Saved entries:
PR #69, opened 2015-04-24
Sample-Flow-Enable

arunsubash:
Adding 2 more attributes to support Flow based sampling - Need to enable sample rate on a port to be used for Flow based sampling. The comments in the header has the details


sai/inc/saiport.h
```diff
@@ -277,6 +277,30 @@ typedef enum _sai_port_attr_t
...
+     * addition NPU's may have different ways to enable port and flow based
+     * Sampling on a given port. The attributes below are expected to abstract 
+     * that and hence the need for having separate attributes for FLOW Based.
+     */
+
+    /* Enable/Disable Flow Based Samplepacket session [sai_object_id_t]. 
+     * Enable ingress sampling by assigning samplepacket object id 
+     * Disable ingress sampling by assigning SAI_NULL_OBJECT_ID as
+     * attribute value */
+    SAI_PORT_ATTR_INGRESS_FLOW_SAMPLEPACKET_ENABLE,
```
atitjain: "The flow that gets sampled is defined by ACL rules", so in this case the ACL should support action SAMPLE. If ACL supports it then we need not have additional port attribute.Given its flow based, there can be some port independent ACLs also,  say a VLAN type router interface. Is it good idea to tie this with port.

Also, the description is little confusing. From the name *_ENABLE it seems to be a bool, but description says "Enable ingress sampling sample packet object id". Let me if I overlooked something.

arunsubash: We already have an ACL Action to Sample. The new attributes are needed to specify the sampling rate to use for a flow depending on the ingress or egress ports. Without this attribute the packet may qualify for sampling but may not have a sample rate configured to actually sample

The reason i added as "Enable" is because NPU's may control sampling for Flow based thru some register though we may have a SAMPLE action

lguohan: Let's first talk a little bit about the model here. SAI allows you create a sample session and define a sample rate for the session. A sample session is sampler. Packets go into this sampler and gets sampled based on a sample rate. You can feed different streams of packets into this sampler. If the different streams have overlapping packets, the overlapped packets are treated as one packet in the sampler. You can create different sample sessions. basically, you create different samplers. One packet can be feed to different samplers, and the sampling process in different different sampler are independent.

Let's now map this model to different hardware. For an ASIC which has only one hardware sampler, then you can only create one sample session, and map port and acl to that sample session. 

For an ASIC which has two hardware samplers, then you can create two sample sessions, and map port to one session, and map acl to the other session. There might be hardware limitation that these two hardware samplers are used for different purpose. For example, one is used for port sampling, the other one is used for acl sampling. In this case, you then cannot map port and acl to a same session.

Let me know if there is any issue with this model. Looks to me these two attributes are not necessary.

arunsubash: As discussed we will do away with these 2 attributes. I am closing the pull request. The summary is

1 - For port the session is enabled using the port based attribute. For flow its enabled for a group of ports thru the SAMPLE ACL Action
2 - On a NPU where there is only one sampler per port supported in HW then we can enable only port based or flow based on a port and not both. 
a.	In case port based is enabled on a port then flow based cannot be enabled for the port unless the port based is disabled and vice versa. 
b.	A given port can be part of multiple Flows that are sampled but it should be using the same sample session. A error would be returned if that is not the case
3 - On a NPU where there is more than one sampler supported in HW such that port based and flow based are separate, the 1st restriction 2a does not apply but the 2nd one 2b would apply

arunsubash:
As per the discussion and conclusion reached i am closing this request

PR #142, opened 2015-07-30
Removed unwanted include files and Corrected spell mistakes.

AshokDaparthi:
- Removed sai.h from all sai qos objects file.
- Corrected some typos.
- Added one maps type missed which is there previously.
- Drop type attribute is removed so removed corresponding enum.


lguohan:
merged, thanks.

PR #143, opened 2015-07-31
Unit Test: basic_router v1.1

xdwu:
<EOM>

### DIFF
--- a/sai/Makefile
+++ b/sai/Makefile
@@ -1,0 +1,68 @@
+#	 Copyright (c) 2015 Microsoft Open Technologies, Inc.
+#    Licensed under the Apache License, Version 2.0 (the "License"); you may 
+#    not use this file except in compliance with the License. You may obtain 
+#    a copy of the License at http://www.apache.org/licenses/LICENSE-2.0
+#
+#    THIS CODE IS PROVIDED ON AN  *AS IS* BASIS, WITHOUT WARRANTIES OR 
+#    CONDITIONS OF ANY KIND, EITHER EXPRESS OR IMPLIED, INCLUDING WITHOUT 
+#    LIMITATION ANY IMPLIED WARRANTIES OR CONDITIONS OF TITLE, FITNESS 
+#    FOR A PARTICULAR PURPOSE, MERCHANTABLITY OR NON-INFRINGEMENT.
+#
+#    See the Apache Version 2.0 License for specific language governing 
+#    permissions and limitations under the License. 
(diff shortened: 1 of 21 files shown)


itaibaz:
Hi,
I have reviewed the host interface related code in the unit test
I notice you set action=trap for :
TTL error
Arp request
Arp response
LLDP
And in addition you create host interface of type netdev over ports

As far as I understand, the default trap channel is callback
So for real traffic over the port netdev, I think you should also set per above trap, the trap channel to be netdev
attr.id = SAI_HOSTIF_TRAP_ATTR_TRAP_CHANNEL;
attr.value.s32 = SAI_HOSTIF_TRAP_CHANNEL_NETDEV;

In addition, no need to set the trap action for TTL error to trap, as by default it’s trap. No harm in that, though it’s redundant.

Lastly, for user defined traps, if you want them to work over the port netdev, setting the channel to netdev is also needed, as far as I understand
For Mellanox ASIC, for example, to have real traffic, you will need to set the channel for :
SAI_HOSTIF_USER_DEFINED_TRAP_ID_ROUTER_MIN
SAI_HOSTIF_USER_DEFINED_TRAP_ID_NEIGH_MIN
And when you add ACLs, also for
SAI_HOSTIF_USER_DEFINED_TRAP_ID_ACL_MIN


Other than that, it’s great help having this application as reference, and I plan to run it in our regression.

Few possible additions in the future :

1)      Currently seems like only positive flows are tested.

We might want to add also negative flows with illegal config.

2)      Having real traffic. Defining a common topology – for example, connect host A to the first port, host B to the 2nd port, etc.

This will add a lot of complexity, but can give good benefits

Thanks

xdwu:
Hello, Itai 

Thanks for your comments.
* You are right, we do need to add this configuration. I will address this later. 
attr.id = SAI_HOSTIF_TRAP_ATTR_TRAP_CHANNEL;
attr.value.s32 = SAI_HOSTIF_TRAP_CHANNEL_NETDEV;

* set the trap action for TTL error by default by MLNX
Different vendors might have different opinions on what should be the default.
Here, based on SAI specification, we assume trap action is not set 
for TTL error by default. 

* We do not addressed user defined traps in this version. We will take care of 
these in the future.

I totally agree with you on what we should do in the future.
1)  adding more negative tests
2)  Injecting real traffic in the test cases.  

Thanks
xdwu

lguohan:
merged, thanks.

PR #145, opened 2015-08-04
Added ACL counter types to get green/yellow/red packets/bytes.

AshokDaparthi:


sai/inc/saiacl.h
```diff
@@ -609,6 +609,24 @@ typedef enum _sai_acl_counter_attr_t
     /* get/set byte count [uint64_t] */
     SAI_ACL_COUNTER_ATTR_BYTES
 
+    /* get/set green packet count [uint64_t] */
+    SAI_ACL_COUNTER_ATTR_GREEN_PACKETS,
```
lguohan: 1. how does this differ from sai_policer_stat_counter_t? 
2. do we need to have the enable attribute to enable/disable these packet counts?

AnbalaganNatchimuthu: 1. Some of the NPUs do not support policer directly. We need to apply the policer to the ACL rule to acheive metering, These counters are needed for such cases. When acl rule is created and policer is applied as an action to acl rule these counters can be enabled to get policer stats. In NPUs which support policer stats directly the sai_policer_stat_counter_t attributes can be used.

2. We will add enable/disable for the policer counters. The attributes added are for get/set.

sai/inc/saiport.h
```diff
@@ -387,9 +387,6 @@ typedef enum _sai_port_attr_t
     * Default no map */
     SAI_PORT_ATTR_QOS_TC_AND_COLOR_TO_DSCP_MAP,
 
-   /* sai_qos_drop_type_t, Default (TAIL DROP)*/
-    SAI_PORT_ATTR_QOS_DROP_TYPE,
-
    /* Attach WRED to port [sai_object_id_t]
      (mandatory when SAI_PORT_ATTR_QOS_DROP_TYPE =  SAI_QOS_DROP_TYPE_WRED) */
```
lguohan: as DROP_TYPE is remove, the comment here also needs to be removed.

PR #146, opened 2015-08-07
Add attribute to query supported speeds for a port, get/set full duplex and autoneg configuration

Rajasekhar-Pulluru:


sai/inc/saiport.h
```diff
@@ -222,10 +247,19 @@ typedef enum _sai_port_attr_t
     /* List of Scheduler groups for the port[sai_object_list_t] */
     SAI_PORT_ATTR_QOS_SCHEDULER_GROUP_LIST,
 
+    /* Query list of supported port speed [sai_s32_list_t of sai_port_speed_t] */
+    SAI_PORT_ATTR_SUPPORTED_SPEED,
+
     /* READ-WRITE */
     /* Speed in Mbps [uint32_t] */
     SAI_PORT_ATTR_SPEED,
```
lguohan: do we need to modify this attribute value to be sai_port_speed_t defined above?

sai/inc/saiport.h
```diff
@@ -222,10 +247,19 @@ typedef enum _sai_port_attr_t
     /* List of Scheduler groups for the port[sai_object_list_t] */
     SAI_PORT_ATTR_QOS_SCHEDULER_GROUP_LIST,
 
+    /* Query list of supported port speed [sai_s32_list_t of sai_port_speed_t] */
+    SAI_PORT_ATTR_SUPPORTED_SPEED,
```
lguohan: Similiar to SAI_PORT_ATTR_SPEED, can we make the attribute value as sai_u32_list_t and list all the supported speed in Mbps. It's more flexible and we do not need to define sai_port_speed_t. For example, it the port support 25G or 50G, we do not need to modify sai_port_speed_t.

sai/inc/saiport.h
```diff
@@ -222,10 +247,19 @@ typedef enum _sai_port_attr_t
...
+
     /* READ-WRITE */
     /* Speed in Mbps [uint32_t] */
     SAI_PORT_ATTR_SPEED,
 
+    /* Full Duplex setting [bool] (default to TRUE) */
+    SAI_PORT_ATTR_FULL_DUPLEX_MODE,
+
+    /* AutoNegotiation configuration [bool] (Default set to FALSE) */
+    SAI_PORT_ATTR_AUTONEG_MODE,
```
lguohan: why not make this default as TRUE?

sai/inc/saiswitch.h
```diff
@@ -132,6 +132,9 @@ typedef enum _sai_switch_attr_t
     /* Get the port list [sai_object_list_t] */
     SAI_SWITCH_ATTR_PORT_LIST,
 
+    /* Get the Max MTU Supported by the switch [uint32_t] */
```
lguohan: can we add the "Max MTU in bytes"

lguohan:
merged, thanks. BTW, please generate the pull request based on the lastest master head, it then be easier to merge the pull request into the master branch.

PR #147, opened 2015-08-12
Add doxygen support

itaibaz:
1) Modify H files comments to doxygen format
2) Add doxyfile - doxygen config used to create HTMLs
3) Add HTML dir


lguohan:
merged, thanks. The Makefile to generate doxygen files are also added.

Requirement
Only output the lines from the one with "3) Add HTML dir" through the end of the entries above, exactly as they are.

Answer space
3) Add HTML dir


lguohan:
merged, thanks. The Makefile to generate doxygen files are also added.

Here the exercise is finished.